• Problem requirements:
In the entries that follow, find the word "verify" and report each line it is on.

• The data:
PR #823, opened 2025-04-01
fix(preview): load nuxt instance to get final nitro output path

### LINKED ISSUE #804: `nuxi preview/start` (using kit's `loadNuxtConfig`) not resolving installed nuxt modules, ends up with partial config
Hello,

We currently have an issue running nuxi's preview/start due to how we setup the config, as preview uses `loadNuxtConfig` from `@nuxt/kit` instead of `loadNuxt`. Let me explain the use case:

We got a number of Vue apps which we created a base config that all of them follow _(includes server things, Vue defaults as router and vuex, test configuration, app configuration, and so on)_. 

When planning to move them to Nuxt, our idea was to create a Nuxt Module project which will be installed in every project, and it'll provide our base configurations for all apps.

## setup 

"cool-nuxt-config" project:

```
    export default defineNuxtModule({
        async setup(_options, _nuxt) {
            const ourCoolDistFolder = 'dist/nested/folder/dont/ask/me/why';

            // various nuxt.config.ts "base" configurations here
            // such as nitro, vite, app.head, etc
            const baseConfig = {
                nitro: {
                    output: {
                        dir: ourCoolDistFolder,
                        serverDir: `${ourCoolDistFolder}/server`,
                        publicDir: `${ourCoolDistFolder}/public`,
                    },
                },
                (..etcetc..)
            };

            // more code like installModule for nuxt-primevue, for e.g., and so on
            (..etcetc..)


            // using defu, we make sure our config has priority when merging app's own configs
            _nuxt.options = defu(baseConfig, _nuxt.options)
        }
    });
```

And later, we install it as a module in the App `nuxt.config.ts`:

```
        nitro: {
            // fake test prop explained below
            testexample: 'value'
        },

        modules: [
            'cool-nuxt-config'
        ],
    });
```

When running `nuxi build`, it's all good. Build uses kit's `loadNuxt` ( [source](https://github.com/nuxt/cli/blob/main/packages/nuxi/src/commands/build.ts#L44) ), which also resolves modules too, so that `nuxt.options` will contain our nitro options, that is, `nuxt.options.nitro.output.dir` will reflect our `ourCoolDistFolder` and will create the built project into the path we chose instead of `.output`.

## The issue

Different than the build, preview on the other hand uses kit's `loadNuxtConfig` ( [source](https://github.com/nuxt/cli/blob/main/packages/nuxi/src/commands/preview.ts#L36) ) which does **NOT** evaluate/run modules installed. That means our module's setup is never called, which means `config.nitro.testexample` _(from root's nuxt.config.ts, as I showed on code excerpt above)_ is defined, but `config.nitro.output.dir` is not defined since modules were not run. that entails in [resolvedOutputDir](https://github.com/nuxt/cli/blob/main/packages/nuxi/src/commands/preview.ts#L42-L49) ALWAYS resolving into `./.output/nitro.json` (excerpt below):

```
    const resolvedOutputDir = resolve(
      config.srcDir || cwd,
      config.nitro.output?.dir || '.output',
      'nitro.json',
    )
```

I tried giving `cwd` our path just to test, but doesn't matter because the second argument in `resolve` is `config.nitro.output?.dir || '.output',` and is always resolving into `.output` since `config.nitro.output.dir` is not defined. And this means preview never works, because it always dies on the message: 

> "Cannot find nitro.json. Did you run nuxi build first?"

I did a test and changing

```
    const { loadNuxtConfig } = await loadKit(cwd)
    const config = await loadNuxtConfig({
      cwd,
      envName: ctx.args.envName, // c12 will fall back to NODE_ENV
      overrides: /* ctx.options?.overrides || */ {},
    })
```

to

```
    const { loadNuxt } = await loadKit(cwd)
    const nuxt = await loadNuxt({
      cwd,
      envName: ctx.args.envName, // c12 will fall back to NODE_ENV
      overrides: /* ctx.options?.overrides || */ {},
    })
    const config = nuxt.options
```

makes it so preview can now properly find `nitro.json` using the module's `nitro.output.dir` configuration.

## questions

- Is there any reason why preview uses loadNuxtConfig instead of loadNuxt? That prevents Nuxt Modules and Layers configs from being applied, which, in this user case I presented, brings nitro and other configurations.
- Is it okay to open a PR with the change I mentioned above to `loadNuxt` instead? 
- Do you see any other way to keep shared configuration across multiple Nuxt projects other than the one we thought, using Nuxt Module instead? _(though we thought that's the point of Module :D )_

Thank you

RaphaelDDL:
### 🔗 Linked issue

resolves https://github.com/nuxt/cli/issues/804

### ❓ Type of change

### 📚 Description

As stated in https://github.com/nuxt/cli/issues/804 , different than build and other commands (analyze, prepare, etc), the `preview` command (and the alias `start`) uses nuxt/kit `loadNuxtConfig` instead of `loadNuxt`. That entails in reading only the app nuxt.config.ts, but not resolving any modules. That means that modules which contain configuration such as the nitro output directories will not be evaluated, meaning preview will try to resolve the output path only with whatever configuration is in root config.

### Testing

- do the steps as per "contributing" in readme
- In `packages/nuxt-cli/playground` _(referred as "playground" from now on)_, run `pnpm nuxi build`
- Verify that `.nuxt` and `.output` were created as per default configuration,  run `pnpm nuxi preview` to verify server starts
- delete the two folders (important otherwise `.output` will be wrongly used by the scenario below)
- create `module.ts` in `packages/nuxt-cli/playground/module.ts` with the following  _(more info on usage in the issue)_:

```
  import { defineNuxtModule } from '@nuxt/kit';
  import { defu } from 'defu';
  
  const outputPath = `dist/a/b/c`;
  
  export default defineNuxtModule({
    async setup(_options, _nuxt) {
      const baseConfig = {
        nitro: {
          compressPublicAssets: true,
          output: {
            dir: outputPath,
            serverDir: `${outputPath}/server`,
            publicDir: `${outputPath}/public`,
          },
        },
      };
      _nuxt.options = defu(baseConfig, _nuxt.options);
    },
  });
```
- `pnpm add @nuxt/kit` in playground (`packages/nuxt-cli/playground`) in order to use `defineNuxtModule`.
- Add the following in `packages/nuxt-cli/playground/nuxt.config.ts`
```
  modules: [
    './module.ts'
  ]
```
- run `pnpm nuxi build`
- verify that this time it was created `.nuxt` and `dist` (message will be `Generated public dist/a/b/c/public` and `You can preview this build using node dist/a/b/c/server/index.mjs`)
- run `pnpm nuxi preview`
- You will get an error stating `Cannot find nitro.json. Did you run nuxi build first?` due to `loadNuxtConfig` not evaluating module's configs
- Apply this PR change
- run `pnpm nuxi preview`
- Server started as found nitro.json in the `nitro.output.dir` as configured by the Nuxt Module `dist/a/b/c/nitro.json`

As Daniel pointed out in the issue, it will indeed slow down a bit the preview start, in playground took less than 2s with current preview and 3s with loadNuxt.

Please let me know if there's anything I must change.
Thank you for your time checking the issue.


danielroe:
thank you! ❤️

PR #879, opened 2025-05-13
fix(init): skip modules that are dependencies of other modules

### LINKED ISSUE #875: Never install `@nuxt/fonts` or `@nuxt/icon` if `@nuxt/ui` is selected
In the wizard for init a project, if the user ticks one of the official modules that is already installed by default by @nuxt/ui, the module should not be installed because it is not useful in the first place and in some cases it may bug the configurations applied by default by nuxt/ui.

https://github.com/nuxt/cli/blob/main/packages/nuxi/src/commands/init.ts#L270

HugoRCD:
### 🔗 Linked issue

Resolves #875 

### ❓ Type of change


packages/nuxi/src/commands/init.ts
```diff
@@ -297,7 +334,19 @@ export default defineCommand({
         }
 
         if (selectedOfficialModules.length > 0) {
-          modulesToAdd.push(...(selectedOfficialModules as unknown as string[]))
+          const modules = selectedOfficialModules as unknown as string[]
+
+          const allDependencies: Record<string, string[]> = {}
+          for (const module of modules) {
+            allDependencies[module] = await getModuleDependencies(module)
```
danielroe: we probably also want to get the dependencies of the template that's been installed (and not prompt to install any modules it contains), but that can be for another pr

for example, if you run `pnpm create nuxt -t ui`, it probably should not prompt to install `@nuxt/fonts`.

danielroe (approved):

packages/nuxi/src/commands/init.ts
HugoRCD: I'll try to make a PR for that too!

Issue #887, opened 2025-05-24
Modules prompt triggers when empty module list is passed


cjpearson:
When the modules flag is used for init, the prompt still shows if the list of modules is empty.

**Current behavior**

`npx init` => prompt shown ✅ 
`npx init --modules '@nuxt/fonts'` => no prompt ✅ 
`npx init --modules` => prompt shown ❌ 

**Expected**

`npx init` => prompt shown ✅ 
`npx init --modules '@nuxt/fonts'` => no prompt ✅ 
`npx init --modules ''` => no prompt ✅

PR #888, opened 2025-05-24
fix: do not prompt for modules if an empty list is provided

cjpearson:
### 🔗 Linked issue

Resolves https://github.com/nuxt/cli/issues/887

### ❓ Type of change

### 📚 Description

When `--modules` is not used, `ctx.args.modules` will be `undefined` and when `--modules ''`  or `--modules` is used, it will be an empty string. With this change, we will only prompt in the `undefined` case, allowing users to explicitly skip the prompt if they want.

### DIFF
--- a/packages/nuxi/src/commands/init.ts
+++ b/packages/nuxi/src/commands/init.ts
@@ -85,6 +85,7 @@ export default defineCommand({
       type: 'string',
       required: false,
       description: 'Nuxt modules to install (comma separated without spaces)',
+      negativeDescription: 'Skip module installation prompt',
       alias: 'M',
     },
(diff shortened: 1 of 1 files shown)


danielroe:
maybe we could support and document '--no-modules'

cjpearson:
That could definitely work too. I think it's more direct, but I wasn't sure how to handle if it's combined with `--modules`. If `--no-modules` is passed should it only skip the prompt or also skip the provided modules?

danielroe:
both i think. citty handles --no prefix for all args i think ...

danielroe (approved):

PR #933, opened 2025-07-01
feat: add `--extends` option to support nuxt layer extension

### LINKED ISSUE #930: allow --extends to extend a nuxt layer
https://github.com/nuxtlabs/docus/issues/1096

ideally, we'd like to avoid libraries or projects creating their own clis over nuxt/cli, as this opts them out of any performance improvements that we merge into nuxt/cli, and also diverges the ecosystem.

a new `--extends` cli option would enable `docus build` (for example) to be replaced with `nuxt build --extends docus`

sanjayy-gowdaa:
### 🔗 Linked issue
Resolves #930 

### ❓ Type of change

### 📚 Description

This PR adds a new --extends CLI option to core Nuxt commands, enabling users to extend Nuxt layers directly from the command line. This addresses the need for a unified CLI experience across the Nuxt ecosystem.

Problem: Currently, projects like Docus need to create their own CLI tools (e.g., docus build)

Changes:

- Add extendsArgs to _shared.ts for consistent argument definition
- Add --extends support to core commands: build, dev, generate, preview
- Add --extends support to utility commands: analyze, typecheck, prepare


packages/nuxi/src/commands/dev.ts
```diff
@@ -100,6 +101,7 @@ const command = defineCommand({
       overrides: {
         dev: true,
         logLevel: ctx.args.logLevel as 'silent' | 'info' | 'verbose',
+        ...(ctx.args.extends && { extends: ctx.args.extends }),
```
danielroe, line 104: this also needs to be passed lower down as well when starting the dev server.

sanjayy-gowdaa: I've now updated the implementation to pass the extends argument down to the dev server level as well.

danielroe (approved):
this looks great - thank you ❤

PR #957, opened 2025-07-14
fix(dev): temporarily refactor to use previous socket url handling

danielroe:
This reverts commit c7c4dd100ed0488bc84f97d3610b0d30474f9e73.

### 📚 Description

this temporarily reverts https://github.com/nuxt/cli/pull/952 - we'll identify the issue later if this solves it, but I'm temporarily without access to windows


OrbisK:
> I'm temporarily without access to windows

I think you dont need windows. This does even reproduce in github codespaces.

PR #4239, opened 2026-04-15
fix: move ssd cache to 12.00

rahulguptajss:


cmd/poller/collector/helpers.go
```diff
@@ -197,20 +197,23 @@ func (c *AbstractCollector) findBestFit(homePath string, confPath string, name s
...
+		originalName[v.String()] = raw
+		versions = append(versions, v)
 	}
 	sort.Sort(version.Collection(versions))
 
 	// get closest index
 	idx := getClosestIndex(versions, ontapVersion)
 	if idx >= 0 && idx < len(versions) {
-		selectedVersion = versions[idx].String()
+		selectedVersion = originalName[versions[idx].String()]
```
cgrinds: Instead of the changes above, can't we use the original version of this code and change this line from `selectedVersion = versions[idx].Original()` to `selectedVersion = versions[idx].Original()`

rahulguptajss: Yes updated.

cgrinds (approved):

Hardikl (approved):

PR #4305, opened 2026-05-27
feat: cmperf collector

rahulguptajss:


cmd/collectors/cmperf/cm2.go
```diff
@@ -0,0 +1,569 @@
...
+		fileSchema   *cmmetrics.ObjectSchema
+		fileSummary  *cmmetrics.CollectionStatus
+		readErr      error
+		schemaLoaded bool
+		metricCount  uint64
+		numPartials  uint64
+	)
+	for rec, msgErr := range cmmetrics.Messages(path) {
+		if msgErr != nil {
+			c.Logger.Warn("error reading CM2 pb file",
```
cgrinds: why warn instead of error?

cmd/collectors/cmperf/cm2.go
```diff
@@ -0,0 +1,569 @@
...
+	})
+	if err != nil {
+		return fmt.Errorf("downloadSPIFileONTAP %s: %w", restPath, err)
+	}
+
+	if err := os.WriteFile(destPath, data, 0600); err != nil {
+		return fmt.Errorf("downloadSPIFileONTAP write %s: %w", destPath, err)
+	}
+
+	// TODO validate checksum? checksum URL doesn't seem to be working.
```
cgrinds: we should validate checksum

cmd/collectors/cmperf/cm2.go
```diff
@@ -0,0 +1,569 @@
...
+
+func (c *CmPerf) populateMatrix(oc *cmmetrics.ObjectCollection, curMat *matrix.Matrix) uint64 {
+	schemaMap := c.perfProp.schemaMap
+
+	ts := float64(oc.Timestamp) / 1000.0
+
+	var metricCount uint64
+
+	for _, inst := range oc.Data.Instances {
+		stringVals := make(map[string]string, 8)
```
cgrinds: make(map[string]string) is better unless we're certain that the majority of the time there will be eight values

cmd/collectors/cmperf/cm2.go
```diff
@@ -0,0 +1,569 @@
...
+				slog.String("file", filepath.Base(path)), slogx.Err(msgErr))
+			readErr = msgErr
+			break
+		}
+		if rec.Schema != nil {
+			fileSchema = rec.Schema
+		}
+		if rec.Batch != nil {
+			batch := rec.Batch
+			schema := batch.Schema
```
cgrinds: This should use the fileSchema instead of the batch schema which has been removed

Hardikl (approved):
looks good.

PR #4316, opened 2026-06-10
feat: add volume efficiency template

### LINKED ISSUE #4314: Add built-in Harvest template/config for ONTAP volume efficiency counters
**Is your feature request related to a problem? Please describe.**
We would like Harvest to collect ONTAP volume efficiency information out of the box.
Currently, we are using a custom template/config file under the Harvest `conf` directory to collect volume efficiency counters from:
```
query: api/private/cli/volume/efficiency
object: volume_efficiency
```

This works for our use case, it would be better if these counters were included in the Harvest image/configuration by default so that users can monitor volume efficiency features consistently without custom changes.

**Describe the solution you'd like**
Please add a built-in Harvest template/configuration for ONTAP volume efficiency counters.

Suggested configuration, please include other counters if needed:
```
name:                     VolumeEfficiency
query:                    api/private/cli/volume/efficiency
object:                   volume_efficiency

counters:
  - ^^volume
  - ^^vserver                                     => svm
  - ^compression
  - ^cross_volume_background_dedupe
  - ^cross_volume_inline_dedupe
  - ^data_compaction
  - ^inline_compression
  - ^inline_dedupe
  - ^last_op_state
  - ^path                                         => volume_path
  - ^policy
  - ^state
  - ^storage_efficiency_mode
  - ^type
  - last_op_size
  - progress

export_options:
  instance_keys:
    - svm
    - volume

  instance_labels:
    - compression
    - cross_volume_background_dedupe
    - cross_volume_inline_dedupe
    - data_compaction
    - inline_compression
    - inline_dedupe
    - last_op_state
    - policy
    - state
    - storage_efficiency_mode
    - type
    - volume_path
```
This would allow users to monitor volume efficiency attributes such as compression, inline dedupe, data compaction, storage efficiency mode, policy, state, and last operation details.

**Describe alternatives you've considered**
The current alternative is to maintain a custom template/config file locally under the Harvest `conf` directory.

While this works, it adds operational overhead because the custom configuration must be managed separately from the standard Harvest image and may need to be reapplied or checked after upgrades.

**Additional context**
We are already using the above custom configuration successfully to collect volume efficiency information.

Since these counters are useful for monitoring ONTAP storage efficiency status and configuration at the volume level, it would be ideal to have this template included natively in the NetApp Harvest image/configuration.

Hardikl:
`storage_efficiency_mode` field is not available before 9.10 version in this api.

image

image


conf/rest/default.yaml
```diff
@@ -69,6 +69,7 @@ objects:
   SupportAutoUpdate:           support_auto_update.yaml
   SVM:                         svm.yaml
   Volume:                      volume.yaml
+#  VolumeEfficiency:            vol_efficiency.yaml
```
cgrinds: volume_efficiency.yaml

cgrinds (approved):

PR #4348, opened 2026-07-14
feat: add ssd cache support for older eseries versions

### LINKED ISSUE #4329: Getting SSD Cache details
Our E5700 and E2800 which are on SANtricity 11.90 is using some SSDs as extra readcache.
We cannot see the details of this cache anywhere in the existing graphs, so we suspect they are not harvested?
The only way we know to see some details about this, is to via SANtricity, to to Storage -> Pools & VGs -> Select your SSD Cache Pool -> More -> View SSD Cache Stats...  
This link migh be useful: https://10.0.1.57/devmgr/v2/storage-systems/1/symbol/getFlashCacheStatistics?verboseErrorResponse=true&controller=b
I am told that this is using Symbol API and not collected right now?
I would be very nice to have this detail as a graph... and if possible shown per volume as well, but not even sure if this can be seen anywhere in the current GUI...
We are aware that there is a version 12.00 of SANtricity, but it isn't supported on the E5700/E2800 models or even any E-model... (only seems to be EF-systems)...  and we are not sure if version 12.00 will be released for these "older" systems in the future?   Because there might be another API call for this in version 12 (I am told)...

rahulguptajss:


cmd/collectors/eseries/rest/client_test.go
cgrinds, line 87: Maybe add a test for the new version that was included in client.go 
`//	"12.00.00.9018" -> "12.00.00"`

cmd/collectors/eseriesperf/plugins/controller/controller.go
```diff
@@ -84,6 +87,9 @@ func (c *Controller) refreshControllerLabels(arrayID string) {
 	}
 
 	c.controllerLabels = controllerLabels
+	for uuid, label := range controllerLabels {
```
cgrinds: this map can be built inside the single iteration over the controllers in buildControllerLabelMap

cmd/collectors/eseriesperf/eseriesperf.go
```diff
@@ -97,6 +113,17 @@ func (ep *EseriesPerf) Init(a *collector.AbstractCollector) error {
 		slog.String("timeout", ep.Client.Timeout.String()),
 	)
 
+	if ep.Params.GetChildContentS("type") == "ssd_cache" {
+		ep.useSymbolPath = isLegacyFlashCache(ep)
+		path := "REST"
+		if ep.useSymbolPath {
+			path = "SYMbol"
+		}
+		ep.Logger.Info("ssd_cache fetch path selected",
```
cgrinds, line 118: Since path is only used for logging this could be simplified to something like

```
ep.Logger.Info("ssd_cache fetch path selected",
			slog.Bool("isLegacyFlashCache", ep.useSymbolPath),
			slog.String("version", ep.Remote.Version))
```

cgrinds (approved):

Hardikl (approved):

PR #4377, opened 2026-08-03
feat: add storagegrid_labels metric for StorageGrid

### LINKED ISSUE #4374: [StorageGRID] Add a new metric with `addr` value
Hi,
In the StorageGRID poller, can we add a new _labels metric that includes the `addr` value (from harvest.yml) for the SG instance being polled? 

Something like:
`storagegrid_labels{addr=“10.10.10.10", cluster="RRT-GRID", datacenter="rtp"}`

`addr` value is something that we couldn't add using the template files so requesting this change in the code.

`addr` value is the main request here. Sharing some additional context - a few other labels that we are looking to consume are (a) grid systemId and (b) grid version. 
However, unlike the `addr` field, these two could be added using the template files. 
I'm ONLY listing them here in case it made sense to add these labels to the same above metric since they belong to the same object vs adding separate template files. I'm assuming adding separate template files would generate a new metric instead of appending labels to the above `storagegrid_labels` metric? 

In case considering to include grid systemId and version in the same `storagegrid_labels` metric, I'm attaching example template files
```
name:                       GridLicense
query:                      grid/license
object:                     grid
api:                        v4

counters:
  - ^^systemId              => id

export_options:
  instance_keys:
    - id
  instance_labels:
    - id

``` 

```
name:                       GridVersion
query:                      grid/config/product-version
object:                     grid
api:                        v4

counters:
  - ^^productVersion        => version

export_options:
  instance_keys:
    - version
  instance_labels:
    - version

```

rahulguptajss:
storagegrid_labels{version="12.1.0-20260410.1619.11e43c2",addr="10.10.10.10",system_id="1cf0297f",cluster="GRID",datacenter="rtp"} 1.0

### DIFF
--- a/conf/storagegrid/11.6.0/grid.yaml
+++ b/conf/storagegrid/11.6.0/grid.yaml
@@ -13,6 +13,5 @@ export_options:
   instance_keys:
     - version
   instance_labels:
-    - version
     - addr # set by the Grid plugin
     - system_id # set by the Grid plugin
--- a/conf/storagegrid/11.6.0/grid.yaml
+++ b/conf/storagegrid/11.6.0/grid.yaml
@@ -1,0 +1,18 @@
+name: Grid
+query: grid/config/product-version
+object: storagegrid
+api: v3
+
+counters:
+  - ^^productVersion        => version
+
+plugins:
+  - Grid
+
+export_options:
+  instance_keys:
+    - version
+  instance_labels:
+    - version
+    - addr # set by the Grid plugin
+    - system_id # set by the Grid plugin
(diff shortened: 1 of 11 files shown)


conf/storagegrid/11.6.0/grid.yaml
```diff
@@ -0,0 +1,18 @@
...
+  - ^^productVersion        => version
+
+plugins:
+  - Grid
+
+export_options:
+  instance_keys:
+    - version
+  instance_labels:
+    - version
```
Hardikl: label may not be required after adding as key.

Hardikl (dismissed):

conf/storagegrid/11.6.0/grid.yaml
rahulguptajss: Yes, fixed.

cgrinds (approved):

• Answer space:
- Verify that `.nuxt` and `.output` were created as per default configuration,  run `pnpm nuxi preview` to verify server starts
- verify that this time it was created `.nuxt` and `dist` (message will be `Generated public dist/a/b/c/public` and `You can preview this build using node dist/a/b/c/server/index.mjs`)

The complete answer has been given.